A gene node g is said to be a speciation node with respect to map $\mathcal {M}$ if for each child $g' \in c(g),$ $\mathcal {M}(g) \ne \mathcal {M}(g')$. Since a branch of the gene tree may span multiple branches of the species tree for a given map $\mathcal {M}$, implied speciation nodes are added as follows: For each non-root internal node $g \in I(G) \setminus \{ r(G) \}$ such that either (1) $p(\mathcal {M}(g)) \ne \mathcal {M}(p(g))$ or (2) p(g) is not a speciation node and $\mathcal {M}(g) \ne \mathcal {M}(p(g)),$ introduce a new node h and replace edge (p(g), g) with the pair of edges (p(g), h) and (h, g) and define $\mathcal {M}(h) = p(\mathcal {M}(g)).$ This process is repeated until there exists no node g that satisfies the conditions above.
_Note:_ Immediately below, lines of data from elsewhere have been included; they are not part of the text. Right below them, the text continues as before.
Issue #326, opened 2022-07-15
Restore enemy health on player kill


MatthewTeply:
## Description

For additional challenge, a new option would be available when creating a server, "Restore enemy health on player kill". This would make it so when a player dies (host, or any other player), the enemy that killed that player would gain it's health back. This would prevent you from killing mammoths at level 2, because you keep spawning around them and stabbing them with iron daggers.

sicsix:
Could include an option respawning the player with low health / magicka as well

DJLegends1011:
nice implementation

French-Asgeir:
being able to chose the amount of health restored (a percentage of max health) could be a nice addition

DLumi:
Maybe not if one player got killed, but the whole party got wiped out? 
I mean, if just one of the party members got killed and the enemy got health replenished - that's gonna be pretty sad for the dudes who survived.

MatthewTeply:
@French-Asgeir - This is going to be a feature, percentage of HP restored is 100% (pun intended) going to be an option.

@DLumi - I'm currently working on implementation, and it is not really feasible to track if a single enemy wiped out the entire party, I'm sure it is possible somehow, but it would be a lot more complex. I'm looking into an option to restore the enemy's health based on party size.

ejektaflex:
I floated the idea earlier of restoring their health by (1/party size)% when a player is killed. E.g. when there are five players, and one dies, all nearby enemies regain 20% (1/5) of their health.

The main concern with this idea was that it may be unfair if some characters are not contributing (e.g. if it's two players and one is only a healer), but honestly I don't think it's too big a deal.

xForcer:
This feature was never implemented in the end? 
I'll go ahead and try making something simple, with configurable options!

Rolothe5th:
there id mods that does this similar

PR #337, opened 2022-07-16
Reduced player Health and Magicka on Respawn

sicsix:
Drops the player down to 10% health and magicka after exiting god mode during respawn.
Could help reduce respawn zerg rushing somewhat and get players to retreat and regroup instead.

Is this worth making into a server variable?

### DIFF
--- a/Code/client/Services/Generic/PlayerService.cpp
+++ b/Code/client/Services/Generic/PlayerService.cpp
@@ -235,6 +235,15 @@ void PlayerService::RunPostDeathUpdates(const double acDeltaTime) noexcept
         {
             PlayerCharacter::SetGodMode(false);
 
+            PlayerCharacter* pPlayer = PlayerCharacter::Get();
+            
+            // A little punishment for dying to prevent respawn rushing
+            // Should this multiplier be a server var?
+            float spawnHealth = pPlayer->GetActorPermanentValue(ActorValueInfo::kHealth) * 0.1f;
+            float spawnMagicka = pPlayer->GetActorPermanentValue(ActorValueInfo::kMagicka) * 0.1f;
+            pPlayer->ForceActorValue(ActorValueOwner::ForceMode::DAMAGE, ActorValueInfo::kHealth, spawnHealth);
+            pPlayer->ForceActorValue(ActorValueOwner::ForceMode::DAMAGE, ActorValueInfo::kMagicka, spawnMagicka);
+
             godmodeStart = false;
         }
     }
--- a/Code/client/Services/Generic/PlayerService.cpp
+++ b/Code/client/Services/Generic/PlayerService.cpp
@@ -238,11 +238,11 @@ void PlayerService::RunPostDeathUpdates(const double acDeltaTime) noexcept
             PlayerCharacter* pPlayer = PlayerCharacter::Get();
             
             // A little punishment for dying to prevent respawn rushing
-            // Should this multiplier be a server var?
-            float spawnHealth = pPlayer->GetActorPermanentValue(ActorValueInfo::kHealth) * 0.1f;
-            float spawnMagicka = pPlayer->GetActorPermanentValue(ActorValueInfo::kMagicka) * 0.1f;
-            pPlayer->ForceActorValue(ActorValueOwner::ForceMode::DAMAGE, ActorValueInfo::kHealth, spawnHealth);
-            pPlayer->ForceActorValue(ActorValueOwner::ForceMode::DAMAGE, ActorValueInfo::kMagicka, spawnMagicka);
+            float respawnFactor = World::Get().GetServerSettings().HealthAndMagickaOnRespawnFactor;
+            float health = pPlayer->GetActorPermanentValue(ActorValueInfo::kHealth) * respawnFactor;
+            float magicka = pPlayer->GetActorPermanentValue(ActorValueInfo::kMagicka) * respawnFactor;
+            pPlayer->ForceActorValue(ActorValueOwner::ForceMode::DAMAGE, ActorValueInfo::kHealth, health);
+            pPlayer->ForceActorValue(ActorValueOwner::ForceMode::DAMAGE, ActorValueInfo::kMagicka, magicka);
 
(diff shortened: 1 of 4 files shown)


imniko:
Would def love this as a server variable, like setting it between 0.1-1.0

RobbeBryssinck:
I don't know whether this is a good solution. When I played with my friends, and we fought a dragon in the overworld, I just kept respawning nearby until we killed the dragon. Having low health on respawn would simply mean I'd respawn more, but the result would be the same.

The gold loss factor is already a pretty good solution for those who find death to not be punishing enough.

sicsix:
https://github.com/tiltedphoques/TiltedEvolution/issues/326 also has another idea, resetting the health of an NPC that kills a player, which might work well with this.

I think there needs to be more disincentives to respawn rushing.

imniko:
Losing a fixed % of gold (maybe configurable?) ala borderlands game could also be a good option.

RobbeBryssinck:
That already is an option, look at fGoldLossFactor in the server config.

sicsix:
Gold loss could make it expensive provided you are carrying gold, reduced health and magicka makes it impractical and perhaps NPC health resetting makes it impossible?

In single player when you die you might reload and try the encounter again. Currently you 'reload' from halfway through the encounter and it feels a bit like cheating.

Sturlen:
Adding a stacking damage reduction after death would make infinite revive less viable. Would need a way to reset this after the encounter though.

Dragonisser:
> Gold loss could make it expensive provided you are carrying gold, reduced health and magicka makes it impractical and perhaps NPC health resetting makes it impossible?
> 
> In single player when you die you might reload and try the encounter again. Currently you 'reload' from halfway through the encounter and it feels a bit like cheating.

Reloading a save isn't an option tho because its desyncs a lot. So this respawning wont change, only what happens after respawning can be adjusted imo. If its damage reduction, gold loss, enemy get their health back, etc.

sicsix:
I might look into if and how to handle restoring NPC health on a player kill separately to this since it opens a can of worms. Determining the damage source may be tricky so I don't think it'd be possible or practical to restore health to the killer but there are other methods that might work, such as restoring health to all loaded enemy NPCs of each party member? Would need to have a good think about it.

Bar any issues or suggestions I think this PR is done.

MatthewTeply:
> I might look into if and how to handle restoring NPC health on a player kill separately to this since it opens a can of worms.
> 
> Bar any issues or suggestions I think this PR is done.

I'm currently working on this in a seperate issue: #326

RobbeBryssinck:
My main problem with this PR still remains, in that it does not help game balance or difficulty. This just makes it slightly more tedious to enter the fight again, since you just have to wait to respawn and walk 40 meters again to continue fighting. Eventually, you could still kill that dragon. Now, if the dragon itself regenerated (part of) its own health on player death, for example, then there's a real possibility that you may never be able to kill the dragon, and thus have to flee, which makes death have meaning.

sicsix:
The argument would best be made from the point of view where health and magicka have their regeneration rates changed be it from the vanilla atronach stone or difficulty mods. These require spending resources to regenerate, such as potions etc. Dying right now regenerates those resources instantly and for free, taking all the difficulty out of managing them.
It also helps deal with zerging. Yes you could argue that it's more tedious to enter the fight again but isn't that the point? If dying is too easy with no downsides there's no fear of dying.

RobbeBryssinck:
The point of death shouldn't be to make it more tedious, it should be to make it more difficult. Ultimately, the result is still the same: I can still kill the dragon if I just keep respawning. There is no difference to me respawning with reduced health. The outcome will always be the same, it's just a bit tedious to have to walk back a bit. Contrast that to the dragon receiving (parts of) its health back, and suddenly, there's real consequence, since we might never be able to kill the dragon if we keep dying. In other words, there's a possibility for different outcomes now. That's what adds difficulty beyond just being mildly tedious.

sicsix:
I'm coming from the perspective of mods like Requiem where regenerating all your health and magicka for free is a major advantage and ruins any feeling of challenge in group play. I understand it may not make as much difference in vanilla since the regeneration rate is much higher.

The other perspective too is not just fighting a dragon, but say a large group of bandits. We've had it before where the respawn occurs within a very short distance of the bandits and you come back into the fight with full health for free. A lone bandit regenerating his health won't make much difference to the outcome here.

If enabling this option for everyone isn't desired, maybe there could be an event fired that scripts could subscribe to to allow them to make adjustments on respawn?

RobbeBryssinck:
> The other perspective too is not just fighting a dragon, but say a large group of bandits. We've had it before where the respawn occurs within a very short distance of the bandits and you come back into the fight with full health for free. A lone bandit regenerating his health won't make much difference to the outcome here, and it really just turns into a bunch of players winning fights above their pay grade by zerging the enemy to death.

With your proposed death system, they can do exactly that though. They just keep respawning nearby, and they can keep zerging them, as they do right now. The only difference is that they, annoyingly, have to get up and run back to the fight more often. The outcome is still the same: the enemy bandits get zerged. It doesn't add difficulty, just slight annoyance. Contrast that with another death system where the enemy regains their health instead, and there suddenly is a real possibility that you and your friends might not be able to defeat the enemy, hence creating different potential outcomes, which creates true difficulty instead of just a mild annoyance to achieve the same outcome.

> If enabling this option for everyone isn't desired, maybe there could be an event fired that scripts could subscribe to to allow them to make adjustments on respawn?

We would need a client side scripting API first. Papyrus is not enough, since we cannot send out custom events.

sicsix:
I think the very act of making something more difficult and time consuming to do is a valid method of stopping that behaviour.
If I had to respawn dozens of times to win a battle due to coming back in with low health versus only a handful of time with full health, well personally that's enough to make me not want to continue, but everyone is different!

JacobLouis:
I am almost wondering if instead of reducing health and magika it would be better to have a respawn timer as punishment. So if you die you would have to wait a configurable amount of time before respawning. If you really wanted to go nuts you could have talking to a downed player trigger a instant respawn.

Wu et al. stipulate that the species map $\mathcal {M}$ is defined first, then implicit speciation nodes are added as required, and finally the locus map is defined on the vertices of the gene tree, which now includes any implied speciation nodes.

The set of gene nodes mapped to a given species node s is denoted $nodes (s) = \{g | g \in V(G); \mathcal {M}(g) = s\}$; $bottoms (s) = \{g | g \in nodes (s); g \in L(G) \vee \forall g' \in c(g), g' \notin nodes (s) \}$ is the subset of $nodes (s)$ whose children are mapped to descendants of s; and $tops (s) = bottoms (p(s))$.^{Footnote 2} For any set $A \subset V(G)$, let $loci (A) = \{\ell | \exists g \in A \ \text{ s.t. } \ \ell = \mathcal {L}(g) \}$ denote the set of loci present on all genes in set A.

Next, Wu et al. define duplication and loss events. A duplication event corresponds to the creation of a new locus while a loss event corresponds to a locus that is present at either the top of a species branch, or created via a duplication within the species branch, but no longer present at the bottom of the species branch. More precisely, these events are defined as follows:

Definition 2

(Duplication and Loss Events) Let G, S, and $Le$ denote a gene tree, species tree, and leaf map $Le: L(G) \rightarrow L(S)$, respectively, and let ($\mathcal {M}$, $\mathbb {L}$, $\mathcal {L}$) be a LCT for $(G, S, Le)$.

Duplication events: Let $g \in V(G)$, $g \ne r(G)$. If $\mathcal {L}(g) \ne \mathcal {L}(p(g))$ then g induces a duplication event on the edge $e(g) = (p(g), g)$.
Loss events: Let $s \in V(S)$, $s \ne r(S)$. A locus $\ell \in \mathbb {L}$ induces a loss event on edge $e(s) = (p(s), s)$ if $\ell \in loci ( tops (s) \cup nodes (s)) \setminus loci ( bottoms (s))$.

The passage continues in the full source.